**Records from a data source:**
PR #820, opened 2023-08-15
Add support for repos configuration overrides

jrohel:
After the repositories configuration is loaded, new code is run that loads the override files from the `/usr/share/dnf5/repos.override.d` and `/etc/dnf/repos.overide.d` directories.
  
The format of override files is the same as regular ".repo" files. However, override files can modify the settings of already existing repositories. They cannot create new repositories.
Overide files support glob in the repository ID (in the configuration file section name) to support bulk modification of repositories parameters.

**The order of processing the files with overrides:**
1. Creates an alphabetically sorted list of all filenames with overrides in the distribution override directory ("/usr/share/dnf5/repos.override.d") and the user override directory ("/etc/dnf/repos.overide.d"). If a file with the same name is present in both override directories, only the file from the user override directory is added to the sorted list. So, the distribution override file can be simply masked by creating a file with the same name in the user override directory.
2. Retrieves the overrides from the files in the sorted list. Follows the order. The override from the next file overrides the previous one - the last override value wins.

The PR also includes a commit that adds support for the ']' character in the section header name in `IniParser`. Allows to use more complex glob patterns for repository IDs.

-------------------------------------------------
### Example of the repos configuration override file:
```
# Enable `skip_if_unavailable` for all repositories
[*]
skip_if_unavailable = true

# And then disable `skip_if_unavailable` for repositories with id prefix "fedora"
[fedora*]
skip_if_unavailable = false
```

-------------------------------------------------------------------
### An example showing the order in which override files are processed:
**Files with user repos overrides:**
/etc/dnf/repos.overide.d/20-user-overrides.repo
/etc/dnf/repos.overide.d/60-something2.repo
/etc/dnf/repos.overide.d/80-user-overrides.repo
/etc/dnf/repos.overide.d/99-config-manager.repo

**Files with distribution repos overrides:**
/usr/share/dnf5/repos.overide.d/50-something2.repo
/usr/share/dnf5/repos.overide.d/60-something2.repo
/usr/share/dnf5/repos.overide.d/90-something2.repo

**Resulting file processing order:**
1. /etc/dnf/repos.overide.d/20-user-overrides.repo
2. /usr/share/dnf5/repos.overide.d/50-something2.repo
3. /etc/dnf/repos.overide.d/60-something2.repo
4. /etc/dnf/repos.overide.d/80-user-overrides.repo
5. /usr/share/dnf5/repos.overide.d/90-something2.repo
6. /etc/dnf/repos.overide.d/99-config-manager.repo

### DIFF
--- a/include/libdnf5/repo/repo_sack.hpp
+++ b/include/libdnf5/repo/repo_sack.hpp
@@ -74,9 +74,10 @@ public:
 
     /// Creates new repositories from the Base's configuration file (the /
     /// "config_file_path" configuration option) and from directories defined by
-    /// the "reposdir" configuration option.
+    /// the "reposdir" configuration option. Repository overrides are then applied.
     ///
-    /// Calls `create_repos_from_config_file()` and `create_repos_from_reposdir()`.
+    /// Calls `create_repos_from_config_file()`, `create_repos_from_reposdir()`,
+    /// and loads repository configuration overrides.
     void create_repos_from_system_configuration();
 
     /// Creates a new repository from a libsolv testcase file.
@@ -154,6 +155,10 @@ private:
 
     explicit RepoSack(const libdnf5::BaseWeakPtr & base) : base(base) {}
     explicit RepoSack(libdnf5::Base & base);
+
+    /// Loads repositories configuration overrides from drop-in directories. No new repositories are created.
+    /// Only the configuration of the coresponding existing repositories is modified.
+    void load_repos_configuration_overrides();
 
     WeakPtrGuard<RepoSack, false> sack_guard;
 
--- a/libdnf5/base/base.cpp
+++ b/libdnf5/base/base.cpp
@@ -23,6 +23,7 @@ along with libdnf.  If not, see <https://www.gnu.org/licenses/>.
 #include "conf/config.h"
 #include "solv/pool.hpp"
 #include "utils/dnf4convert/dnf4convert.hpp"
+#include "utils/fs/utils.hpp"
 
 #include "libdnf5/conf/config_parser.hpp"
 #include "libdnf5/conf/const.hpp"
@@ -37,45 +38,6 @@ along with libdnf.  If not, see <https://www.gnu.org/licenses/>.
 #include <vector>
 
 namespace fs = std::filesystem;
-
-namespace {
-
-// Creates an alphabetically sorted list of all files with `file_extension` from `directories`.
-// If a file with the same name is in multiple directories, only the first file found is added to the list.
-// Directories are traversed in the same order as they are in the input vector.
-[[nodiscard]] std::vector<fs::path> create_sorted_file_list(
-    const std::vector<fs::path> & directories, std::string_view file_extension) {
-    std::vector<fs::path> paths;
-
-    for (const auto & dir : directories) {
-        std::error_code ec;
-        for (const auto & dentry : fs::directory_iterator(dir, ec)) {
-            const auto & path = dentry.path();
-            if (dentry.is_regular_file() && path.extension() == file_extension) {
-                const auto & path_fname = path.filename();
-                bool found{false};
-                for (const auto & path_in_list : paths) {
-                    if (path_fname == path_in_list.filename()) {
-                        found = true;
-                        break;
-                    }
-                }
-                if (!found) {
-                    paths.push_back(path);
-                }
-            }
-        }
-    }
-
-    // sort all drop-in configuration files alphabetically by their names
-    std::sort(paths.begin(), paths.end(), [](const fs::path & p1, const fs::path & p2) {
-        return p1.filename() < p2.filename();
-    });
-
-    return paths;
-}
-
-}  // namespace
 
 namespace libdnf5 {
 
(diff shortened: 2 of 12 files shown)


libdnf5/utils/iniparser.cpp
```diff
@@ -25,6 +25,49 @@ namespace libdnf5 {
...
+        } else {
+            if (ch == '\0' && ch == '\n' && ch == '\r') {
+                return std::string::npos;
+            }
+            if (ch == ']') {
+                bracket = true;
+            }
+        }
+    }
+}
```
ppisar, line 49: The find_end_of_section_name() will exhibit an undefined behavior if "str" does not contain an unescaped ']', '\0', '\n', or '\r'. In that case "idx" will grow indefinitely and the function will overread a heap buffer.
I recommend either limit the for() cycle with str.end() and return std::string::npos when reaching it, or document that the function assumes a '\0'-terminated string.

jrohel: @ppisar 
https://cplusplus.com/reference/string/string/operator[]/
`If pos is equal to the [string length](https://cplusplus.com/string::length), the function returns a reference to the null character that follows the last character in the string (which should not be modified).`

**WHAT THE TASK REQUIRES:** A bare number is expected: how many lines above contain the word "explicit"?

**RESULT BELOW:** 2